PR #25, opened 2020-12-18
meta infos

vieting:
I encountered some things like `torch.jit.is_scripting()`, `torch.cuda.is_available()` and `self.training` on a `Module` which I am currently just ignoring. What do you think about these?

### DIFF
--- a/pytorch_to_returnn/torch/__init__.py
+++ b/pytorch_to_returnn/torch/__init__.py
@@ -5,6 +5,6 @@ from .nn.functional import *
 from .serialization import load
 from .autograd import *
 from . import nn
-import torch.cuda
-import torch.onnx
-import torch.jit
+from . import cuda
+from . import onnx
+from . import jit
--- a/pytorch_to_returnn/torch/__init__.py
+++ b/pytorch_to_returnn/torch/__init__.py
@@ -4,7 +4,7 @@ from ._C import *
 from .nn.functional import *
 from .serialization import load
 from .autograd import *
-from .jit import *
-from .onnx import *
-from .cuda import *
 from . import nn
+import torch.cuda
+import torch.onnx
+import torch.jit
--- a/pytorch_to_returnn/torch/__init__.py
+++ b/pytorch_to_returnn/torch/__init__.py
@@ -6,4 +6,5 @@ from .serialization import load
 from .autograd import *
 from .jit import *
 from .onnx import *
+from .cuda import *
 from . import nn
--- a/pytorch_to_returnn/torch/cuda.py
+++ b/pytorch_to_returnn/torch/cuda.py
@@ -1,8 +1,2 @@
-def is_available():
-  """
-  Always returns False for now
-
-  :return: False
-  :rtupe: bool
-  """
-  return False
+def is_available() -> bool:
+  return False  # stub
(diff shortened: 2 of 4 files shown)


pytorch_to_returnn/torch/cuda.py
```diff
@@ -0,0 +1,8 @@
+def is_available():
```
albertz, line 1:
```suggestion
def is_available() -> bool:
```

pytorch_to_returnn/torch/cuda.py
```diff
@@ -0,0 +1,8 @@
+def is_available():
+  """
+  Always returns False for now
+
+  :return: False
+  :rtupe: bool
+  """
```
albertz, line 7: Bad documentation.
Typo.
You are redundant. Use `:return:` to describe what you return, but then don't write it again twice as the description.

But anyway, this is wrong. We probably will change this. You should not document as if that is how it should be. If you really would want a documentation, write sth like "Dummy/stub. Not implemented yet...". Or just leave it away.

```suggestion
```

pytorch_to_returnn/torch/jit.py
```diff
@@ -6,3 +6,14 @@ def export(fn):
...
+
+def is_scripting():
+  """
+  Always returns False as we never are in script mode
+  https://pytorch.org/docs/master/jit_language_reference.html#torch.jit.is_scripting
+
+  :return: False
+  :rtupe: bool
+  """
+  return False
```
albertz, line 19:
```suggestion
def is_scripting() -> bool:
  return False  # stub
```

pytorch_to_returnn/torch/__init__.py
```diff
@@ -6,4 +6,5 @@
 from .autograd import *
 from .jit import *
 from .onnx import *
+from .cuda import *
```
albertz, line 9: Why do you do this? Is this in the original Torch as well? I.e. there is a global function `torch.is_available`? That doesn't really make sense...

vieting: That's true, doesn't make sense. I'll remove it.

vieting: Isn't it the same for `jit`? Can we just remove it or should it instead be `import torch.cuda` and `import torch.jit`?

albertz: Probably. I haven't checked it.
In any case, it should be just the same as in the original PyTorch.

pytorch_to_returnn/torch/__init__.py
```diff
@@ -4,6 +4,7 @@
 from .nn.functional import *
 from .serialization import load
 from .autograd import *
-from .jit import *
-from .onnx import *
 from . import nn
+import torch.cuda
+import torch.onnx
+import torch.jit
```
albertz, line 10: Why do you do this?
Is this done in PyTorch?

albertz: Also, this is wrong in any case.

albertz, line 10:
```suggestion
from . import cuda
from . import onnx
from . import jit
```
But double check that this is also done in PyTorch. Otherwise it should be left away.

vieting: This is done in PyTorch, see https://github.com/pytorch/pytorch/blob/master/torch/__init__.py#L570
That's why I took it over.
== == ==
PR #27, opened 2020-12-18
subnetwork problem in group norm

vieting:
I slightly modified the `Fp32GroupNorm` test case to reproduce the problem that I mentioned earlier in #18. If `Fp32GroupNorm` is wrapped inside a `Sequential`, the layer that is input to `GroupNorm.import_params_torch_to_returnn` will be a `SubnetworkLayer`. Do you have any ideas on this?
== == ==
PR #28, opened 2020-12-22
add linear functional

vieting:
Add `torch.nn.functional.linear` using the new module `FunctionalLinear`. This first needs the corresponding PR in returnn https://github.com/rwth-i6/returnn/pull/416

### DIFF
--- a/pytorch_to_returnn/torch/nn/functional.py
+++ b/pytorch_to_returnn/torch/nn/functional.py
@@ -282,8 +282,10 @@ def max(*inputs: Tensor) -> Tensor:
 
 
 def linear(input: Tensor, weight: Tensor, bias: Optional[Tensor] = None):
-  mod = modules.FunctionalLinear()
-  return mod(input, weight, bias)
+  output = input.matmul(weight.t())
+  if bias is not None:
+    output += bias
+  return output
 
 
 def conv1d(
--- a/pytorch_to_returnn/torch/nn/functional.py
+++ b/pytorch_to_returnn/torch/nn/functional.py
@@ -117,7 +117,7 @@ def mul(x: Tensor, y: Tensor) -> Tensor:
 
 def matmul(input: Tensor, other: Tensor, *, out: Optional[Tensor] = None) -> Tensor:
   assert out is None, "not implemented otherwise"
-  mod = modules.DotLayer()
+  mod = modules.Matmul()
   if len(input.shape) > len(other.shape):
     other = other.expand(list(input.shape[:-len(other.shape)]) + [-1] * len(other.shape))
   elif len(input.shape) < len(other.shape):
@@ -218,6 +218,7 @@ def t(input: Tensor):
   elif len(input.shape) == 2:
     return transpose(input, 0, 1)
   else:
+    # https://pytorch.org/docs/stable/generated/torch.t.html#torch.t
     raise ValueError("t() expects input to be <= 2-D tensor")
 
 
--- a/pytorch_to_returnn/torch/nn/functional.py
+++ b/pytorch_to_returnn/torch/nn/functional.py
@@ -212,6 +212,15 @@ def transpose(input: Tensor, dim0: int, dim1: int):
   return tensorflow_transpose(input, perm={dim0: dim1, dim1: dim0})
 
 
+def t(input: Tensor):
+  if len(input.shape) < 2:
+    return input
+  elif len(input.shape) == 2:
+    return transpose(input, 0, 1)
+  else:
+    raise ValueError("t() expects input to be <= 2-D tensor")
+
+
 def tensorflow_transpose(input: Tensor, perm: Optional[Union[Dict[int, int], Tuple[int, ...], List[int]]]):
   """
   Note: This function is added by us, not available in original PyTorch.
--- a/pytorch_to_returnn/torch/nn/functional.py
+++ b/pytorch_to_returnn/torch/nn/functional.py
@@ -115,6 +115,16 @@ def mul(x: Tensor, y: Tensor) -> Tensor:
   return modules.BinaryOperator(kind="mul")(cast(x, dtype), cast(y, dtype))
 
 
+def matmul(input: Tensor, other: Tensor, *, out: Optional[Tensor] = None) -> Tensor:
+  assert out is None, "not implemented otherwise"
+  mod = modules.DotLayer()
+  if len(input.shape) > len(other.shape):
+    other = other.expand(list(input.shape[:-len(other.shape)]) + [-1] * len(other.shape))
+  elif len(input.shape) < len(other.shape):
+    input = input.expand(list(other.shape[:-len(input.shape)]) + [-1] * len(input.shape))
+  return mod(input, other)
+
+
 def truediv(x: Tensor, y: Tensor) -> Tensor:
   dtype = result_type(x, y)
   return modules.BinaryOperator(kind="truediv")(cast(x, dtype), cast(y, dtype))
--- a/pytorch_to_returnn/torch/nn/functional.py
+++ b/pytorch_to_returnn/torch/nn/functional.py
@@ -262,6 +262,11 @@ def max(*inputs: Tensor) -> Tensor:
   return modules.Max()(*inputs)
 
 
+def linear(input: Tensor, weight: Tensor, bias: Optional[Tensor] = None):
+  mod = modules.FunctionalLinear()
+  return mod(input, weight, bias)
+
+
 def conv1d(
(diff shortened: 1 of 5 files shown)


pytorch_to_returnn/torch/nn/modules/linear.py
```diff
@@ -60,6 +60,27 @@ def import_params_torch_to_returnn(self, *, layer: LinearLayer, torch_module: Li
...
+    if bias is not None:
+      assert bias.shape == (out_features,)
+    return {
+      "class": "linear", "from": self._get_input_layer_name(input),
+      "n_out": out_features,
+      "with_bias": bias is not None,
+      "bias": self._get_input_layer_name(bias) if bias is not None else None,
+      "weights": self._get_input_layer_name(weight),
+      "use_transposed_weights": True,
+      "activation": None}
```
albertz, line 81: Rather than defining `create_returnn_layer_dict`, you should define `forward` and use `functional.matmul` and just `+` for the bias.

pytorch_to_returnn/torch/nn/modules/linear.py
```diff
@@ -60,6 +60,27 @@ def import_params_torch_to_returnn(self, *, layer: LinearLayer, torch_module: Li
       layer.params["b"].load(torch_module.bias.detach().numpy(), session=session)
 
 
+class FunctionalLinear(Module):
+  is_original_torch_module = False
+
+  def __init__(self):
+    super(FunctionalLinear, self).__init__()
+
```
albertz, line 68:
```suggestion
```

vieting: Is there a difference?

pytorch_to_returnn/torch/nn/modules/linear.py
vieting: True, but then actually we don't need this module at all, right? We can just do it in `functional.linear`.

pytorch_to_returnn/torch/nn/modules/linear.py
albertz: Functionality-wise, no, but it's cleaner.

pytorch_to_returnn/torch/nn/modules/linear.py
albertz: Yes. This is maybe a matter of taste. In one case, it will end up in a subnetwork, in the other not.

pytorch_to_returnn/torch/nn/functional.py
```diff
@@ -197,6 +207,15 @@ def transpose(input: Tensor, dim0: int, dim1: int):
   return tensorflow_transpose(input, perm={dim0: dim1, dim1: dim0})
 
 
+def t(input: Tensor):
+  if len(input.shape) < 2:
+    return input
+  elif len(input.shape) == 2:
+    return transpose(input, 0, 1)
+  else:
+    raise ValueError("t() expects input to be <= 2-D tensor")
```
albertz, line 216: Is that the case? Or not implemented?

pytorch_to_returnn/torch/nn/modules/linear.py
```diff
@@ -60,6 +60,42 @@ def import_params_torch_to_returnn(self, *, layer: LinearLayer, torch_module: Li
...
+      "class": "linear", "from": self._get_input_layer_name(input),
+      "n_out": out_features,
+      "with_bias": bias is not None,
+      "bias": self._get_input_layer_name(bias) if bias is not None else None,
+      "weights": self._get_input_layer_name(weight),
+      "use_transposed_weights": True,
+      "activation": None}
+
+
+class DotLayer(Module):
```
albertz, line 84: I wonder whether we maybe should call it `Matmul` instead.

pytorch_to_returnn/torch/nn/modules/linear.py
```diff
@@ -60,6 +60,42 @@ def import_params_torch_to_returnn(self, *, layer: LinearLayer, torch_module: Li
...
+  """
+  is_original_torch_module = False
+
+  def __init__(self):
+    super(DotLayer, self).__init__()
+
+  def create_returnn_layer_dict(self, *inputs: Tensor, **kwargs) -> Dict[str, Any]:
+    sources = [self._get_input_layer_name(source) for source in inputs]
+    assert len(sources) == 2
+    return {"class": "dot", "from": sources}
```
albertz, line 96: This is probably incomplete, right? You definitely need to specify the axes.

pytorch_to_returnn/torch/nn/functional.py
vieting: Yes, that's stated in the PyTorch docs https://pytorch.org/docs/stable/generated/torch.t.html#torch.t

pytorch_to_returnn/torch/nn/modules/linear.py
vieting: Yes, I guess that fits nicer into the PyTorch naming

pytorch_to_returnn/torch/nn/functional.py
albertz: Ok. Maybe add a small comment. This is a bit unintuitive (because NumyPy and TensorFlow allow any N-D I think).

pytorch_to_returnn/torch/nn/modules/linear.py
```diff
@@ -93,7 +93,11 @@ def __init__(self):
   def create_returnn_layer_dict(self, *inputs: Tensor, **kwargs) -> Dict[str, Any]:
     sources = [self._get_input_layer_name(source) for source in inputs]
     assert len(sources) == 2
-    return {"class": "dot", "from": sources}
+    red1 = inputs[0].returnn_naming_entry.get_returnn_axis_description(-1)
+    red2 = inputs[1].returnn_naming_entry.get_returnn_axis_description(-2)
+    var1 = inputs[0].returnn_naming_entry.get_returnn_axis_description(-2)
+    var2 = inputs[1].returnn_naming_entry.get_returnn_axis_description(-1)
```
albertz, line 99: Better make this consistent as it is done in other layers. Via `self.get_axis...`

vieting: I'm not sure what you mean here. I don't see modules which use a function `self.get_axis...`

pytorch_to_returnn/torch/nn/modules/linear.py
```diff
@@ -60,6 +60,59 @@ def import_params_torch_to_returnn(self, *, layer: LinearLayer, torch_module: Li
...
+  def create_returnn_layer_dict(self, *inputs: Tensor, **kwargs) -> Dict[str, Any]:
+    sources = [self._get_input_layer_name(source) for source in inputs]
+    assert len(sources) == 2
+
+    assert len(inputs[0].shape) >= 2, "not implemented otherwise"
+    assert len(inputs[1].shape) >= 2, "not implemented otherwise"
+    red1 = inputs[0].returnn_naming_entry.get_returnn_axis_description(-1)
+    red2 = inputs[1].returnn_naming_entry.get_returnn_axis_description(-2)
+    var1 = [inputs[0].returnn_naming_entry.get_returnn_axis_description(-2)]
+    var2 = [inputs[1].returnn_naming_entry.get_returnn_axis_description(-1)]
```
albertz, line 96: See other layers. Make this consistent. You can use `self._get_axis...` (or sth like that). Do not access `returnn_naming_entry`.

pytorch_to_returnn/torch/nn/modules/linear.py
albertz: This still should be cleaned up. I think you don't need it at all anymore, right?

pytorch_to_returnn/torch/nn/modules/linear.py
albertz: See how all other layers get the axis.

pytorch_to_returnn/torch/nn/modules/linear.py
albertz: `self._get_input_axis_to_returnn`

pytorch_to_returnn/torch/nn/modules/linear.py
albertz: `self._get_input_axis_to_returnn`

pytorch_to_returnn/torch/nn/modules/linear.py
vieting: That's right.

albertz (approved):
== == ==
HOW TO COMPLETE THIS TASK:
Filter the records for lines containing the word "will" and copy each one.

SOLUTION TO THIS EXERCISE:
But anyway, this is wrong. We probably will change this. You should not document as if that is how it should be. If you really would want a documentation, write sth like "Dummy/stub. Not implemented yet...". Or just leave it away.
I slightly modified the `Fp32GroupNorm` test case to reproduce the problem that I mentioned earlier in #18. If `Fp32GroupNorm` is wrapped inside a `Sequential`, the layer that is input to `GroupNorm.import_params_torch_to_returnn` will be a `SubnetworkLayer`. Do you have any ideas on this?
albertz: Yes. This is maybe a matter of taste. In one case, it will end up in a subnetwork, in the other not.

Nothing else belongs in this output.